Take from the material every line that contains the word "filepath".

▸ **Records provided**
■ ■ ■ ■

PR #946, opened 2020-12-01
add PEC dataset

zhongpeixiang:
A persona-based empathetic conversation dataset published at EMNLP 2020.


datasets/pec/pec.py
```diff
@@ -0,0 +1,205 @@
...
+                                "context": context,
+                                "response_speaker": response_speaker,
+                                "response": response,
+                            }
+                            context_speakers = []
+                            context = []
+                            response_speaker = ""
+                            response = ""
+                            example_id += 1
+                    except (IndexError, KeyError):
```
lhoestq, line 202: Could you remove that if it was used for debugging purposes ?

datasets/pec/pec.py
```diff
@@ -0,0 +1,205 @@
...
+        return persona
+
+    def _split_generators(self, dl_manager):
+        """Returns SplitGenerators."""
+        # TODO: Downloads the data and defines the splits
+        # dl_manager is a datasets.download.DownloadManager that can be used to
+        # download and extract URLs
+        dl_dir = dl_manager.download_and_extract(_URL)
+        data_dir = os.path.join(dl_dir, "hf_pec")
+        print("The downloaded data has been saved to ", data_dir)
```
lhoestq, line 114:
```suggestion

```

datasets/pec/pec.py
```diff
@@ -0,0 +1,205 @@
...
+        else:
+            filepath = [filepath]
+
+        # create persona
+        if not hasattr(self, "persona_" + self.config.domain):
+            persona_paths = [os.path.join(os.path.dirname(fpath), "persona.txt") for fpath in filepath]
+            setattr(self, "persona_" + self.config.domain, self._load_persona(persona_paths))
+
+        persona = getattr(self, "persona_" + self.config.domain)
+        # print("Domain {0}: number of unique personas: {1}".format(self.config.domain, len(persona)))
```
lhoestq, line 171: Why not simply use this instead : 
```
persona_paths = [os.path.join(os.path.dirname(fpath), "persona.txt") for fpath in filepath]
persona = self._load_persona(persona_paths)
```
?

(or maybe I'm missing something)

lhoestq (commented):
Nice job ! This is super clean thanks

I left a few minor comments and I think after they're resolved we'll be ready to merge :)

datasets/pec/pec.py
zhongpeixiang: I dont want to re-create the `persona` for every split of the dataset since it is shared by all splits.

zhongpeixiang:
The checks failed again even if I didn't make any changes.

lhoestq:
you just need to rebase from master to fix the CI :)

datasets/pec/pec.py
lhoestq: Then feel free to generate the persona once in the `_split_generator` method (it's called once for all splits), and pass the persona object through the `gen_kwargs` that are passed to `_generate_examples `
This way the persona will be created only once and reused in all the splits.
Does that make sense ?

zhongpeixiang:
Sorry for the mess, I'm confused by the rebase and thus created a new branch.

■ ■ ■ ■

▸ **Task response**
+            filepath = [filepath]
+            persona_paths = [os.path.join(os.path.dirname(fpath), "persona.txt") for fpath in filepath]
persona_paths = [os.path.join(os.path.dirname(fpath), "persona.txt") for fpath in filepath]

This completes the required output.